■ TO DO:
Go through the data below and return each line containing the word "been".

■ RECORDS FOR THIS EXERCISE:
PR #571, opened 2024-08-07
Add multimap count and conditional insert

PointKernel:
This PR adds `count`, `insert_if` and `insert_if_async` APIs to the new multimap.

### DIFF
--- a/include/cuco/detail/static_multimap/static_multimap.inl
+++ b/include/cuco/detail/static_multimap/static_multimap.inl
@@ -152,11 +152,11 @@ template <class Key,
           class Allocator,
           class Storage>
 template <typename InputIt>
-static_multimap<Key, T, Extent, Scope, KeyEqual, ProbingScheme, Allocator, Storage>::size_type
-static_multimap<Key, T, Extent, Scope, KeyEqual, ProbingScheme, Allocator, Storage>::insert(
+void static_multimap<Key, T, Extent, Scope, KeyEqual, ProbingScheme, Allocator, Storage>::insert(
   InputIt first, InputIt last, cuda::stream_ref stream)
 {
-  return impl_->insert(first, last, ref(op::insert), stream);
+  this->insert_async(first, last, stream);
+  stream.wait();
 }
 
 template <class Key,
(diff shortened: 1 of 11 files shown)


include/cuco/detail/static_multimap/static_multimap.inl
```diff
@@ -249,6 +284,22 @@ void static_multimap<Key, T, Extent, Scope, KeyEqual, ProbingScheme, Allocator,
...
+          class Extent,
+          cuda::thread_scope Scope,
+          class KeyEqual,
+          class ProbingScheme,
+          class Allocator,
+          class Storage>
+template <typename InputIt>
+static_multimap<Key, T, Extent, Scope, KeyEqual, ProbingScheme, Allocator, Storage>::size_type
+static_multimap<Key, T, Extent, Scope, KeyEqual, ProbingScheme, Allocator, Storage>::count(
+  InputIt first, InputIt last, cuda::stream_ref stream) const noexcept
```
sleeepyjack: `count` needs to copy the result back to the host so there is a CUDA API call which should be wrapped with `CUCO_CUDA_TRY` which could potentially throw. So this function cannot be marked as `noexcept`.

include/cuco/static_multimap.cuh
```diff
@@ -297,11 +296,9 @@ class static_multimap {
    * @param first Beginning of the sequence of keys
    * @param last End of the sequence of keys
    * @param stream CUDA stream used for insert
-   *
-   * @return Number of successful insertions
    */
   template <typename InputIt>
-  size_type insert(InputIt first, InputIt last, cuda::stream_ref stream = {});
+  void insert(InputIt first, InputIt last, cuda::stream_ref stream = {});
```
sleeepyjack, line 301: So we remove the reduction from `insert` but introduce it again in `insert_if`?

include/cuco/detail/static_multimap/static_multimap.inl
PointKernel: Good catch. Addressed.

include/cuco/static_multimap.cuh
PointKernel: Yes, the cleanup I was aiming:

- multiset/multimap `insert` returning `void` since all inputs will be inserted so the reduction is redundant and more expensive than needed
- multiset/multimap `insert_if` returning `size_type` in case we want to track the number of conditional insertions
- multiset/multimap `insert_if_async` returning `void` for the cases that the #insertions is not desired

sleeepyjack: Totally makes sense. Thanks for the explanation.

sleeepyjack (approved):

PR #551, opened 2024-07-17
Add host-bulk `insert_or_apply` using shared_memory

srinivasyadav18:
This PR add's host-bulk `insert_or_apply` using **shared_memory** which could improve performance in low cardinality and very high mulitiplicty case.

PR #579, opened 2024-08-15
Fix `insert_or_apply`

srinivasyadav18:
This PR cleans up some of the issues occured during merge of #551. 

1. propagate the **key_eq** and **probing_scheme** from **global** `ref` to constructor of `shared_memory_ref` in **insert_or_apply_shmem** kernel. 
2. Disable **init** overload of `insert_or_apply` using **sfinae**, because `cuda::stream_ref` is default constructed, this can invoke the **init** overload even though the user calls **no-init** overload.

### DIFF
--- a/include/cuco/detail/static_map/kernels.cuh
+++ b/include/cuco/detail/static_map/kernels.cuh
@@ -202,8 +202,8 @@ CUCO_KERNEL __launch_bounds__(BlockSize) void insert_or_apply_shmem(
 
   auto shared_map     = SharedMapRefType{cuco::empty_key<Key>{ref.empty_key_sentinel()},
                                      cuco::empty_value<Value>{ref.empty_value_sentinel()},
-                                         {},
-                                         {},
+                                         ref.key_eq(),
+                                         ref.probing_scheme(),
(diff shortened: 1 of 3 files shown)


include/cuco/detail/static_map/kernels.cuh
```diff
@@ -202,8 +202,8 @@ CUCO_KERNEL __launch_bounds__(BlockSize) void insert_or_apply_shmem(
 
   auto shared_map     = SharedMapRefType{cuco::empty_key<Key>{ref.empty_key_sentinel()},
                                      cuco::empty_value<Value>{ref.empty_value_sentinel()},
-                                         {},
-                                         {},
+                                     ref.key_eq(),
+                                     ref.probing_scheme(),
                                          {},
```
PointKernel, line 207:
```suggestion
                                         cuco::thread_scope_block,
```
should this be thread scope block?

PointKernel: Thread scope block is defined in the helper function so this is correct

PointKernel (approved):

PR #580, opened 2024-08-15
Fix retrieve_all for containers with large capacity

### LINKED ISSUE #576: [BUG]: retrieve_all fails with over 1B items
### Is this a duplicate?

### Type of Bug

Silent Failure

### Describe the bug

We observed a hang in cuDF for hash-based groupby aggregations with over 1B items. I traced it to a hang in the `static_map` `retrieve_all` algorithm. The same hang can be observed in `static_set` benchmarks:
```
build/latest/benchmarks/STATIC_SET_BENCH -b 10 -d 0 -a Occupancy=0.5 -a NumInputs=1200000000 -a Key=I32 --run-once
```
This passes at Occupancy 0.9, so it must be a problem with the total size.

### How to Reproduce

Construct a static_map or static_set with a size greater than 1B elements (1.2B will hang). Call `retrieve_all`.

### Expected behavior

Results are returned without hanging.

### Reproduction link

_No response_

### Operating System

_No response_

### nvidia-smi output

_No response_

### NVCC version

_No response_

PointKernel:
Fix #576

This PR fixes the large input retrieve_all bug with a method similar to the streaming approach mentioned in https://github.com/NVIDIA/cccl/issues/1422#issuecomment-2285307255.

To be reverted once the CCCL fix is in place.

### DIFF
--- a/include/cuco/detail/open_addressing/open_addressing_impl.cuh
+++ b/include/cuco/detail/open_addressing/open_addressing_impl.cuh
@@ -649,6 +649,7 @@ class open_addressing_impl {
     auto d_num_out      = reinterpret_cast<size_type*>(
       std::allocator_traits<temp_allocator_type>::allocate(temp_allocator, sizeof(size_type)));
 
+    // TODO: PR #580 to be reverted once https://github.com/NVIDIA/cccl/issues/1422 is resolved
     for (cuco::detail::index_type offset = 0;
          offset < static_cast<cuco::detail::index_type>(this->capacity());
          offset += stride) {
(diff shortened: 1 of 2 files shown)


sleeepyjack (approved):

include/cuco/detail/open_addressing/open_addressing_impl.cuh
```diff
@@ -639,45 +639,60 @@ class open_addressing_impl {
   template <typename OutputIt>
   [[nodiscard]] OutputIt retrieve_all(OutputIt output_begin, cuda::stream_ref stream) const
   {
-    std::size_t temp_storage_bytes = 0;
     using temp_allocator_type =
       typename std::allocator_traits<allocator_type>::template rebind_alloc<char>;
+
+    cuco::detail::index_type constexpr stride = std::numeric_limits<int32_t>::max();
```
sleeepyjack, line 645: We should add a note that this is a workaround and can be removed once the underlying cub issue has been solved

PointKernel: [b6c06ac](https://github.com/NVIDIA/cuCollections/pull/580/commits/b6c06ac38944501d21ee89c491d3f4f173bd9936) done

PR #585, opened 2024-08-23
Work around gcc bug in pair_alignment

miscco:
There seems to be a gcc bug where gcc versions prior to gcc13 get confused by passing in the output of cuda::std::bit_ceil into a constant expression.

This only manifests when trying to use the constant expression in an alignas direction.

However, we can convince gcc that it is indeed a constant expression by storing it in a constexpr variable before passing it along.

This ensures that cuDF can build against current CCCL ToT

### DIFF
--- a/include/cuco/detail/bitwise_compare.cuh
+++ b/include/cuco/detail/bitwise_compare.cuh
@@ -18,6 +18,7 @@
 
 #include <cuco/utility/traits.hpp>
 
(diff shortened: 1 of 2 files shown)


bernhardmgruber (approved):

sleeepyjack (approved):
Holy moly, tracing down this bug must've been no fun at all. Kudos!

■ THE ANSWER:
sleeepyjack, line 645: We should add a note that this is a workaround and can be removed once the underlying cub issue has been solved
Holy moly, tracing down this bug must've been no fun at all. Kudos!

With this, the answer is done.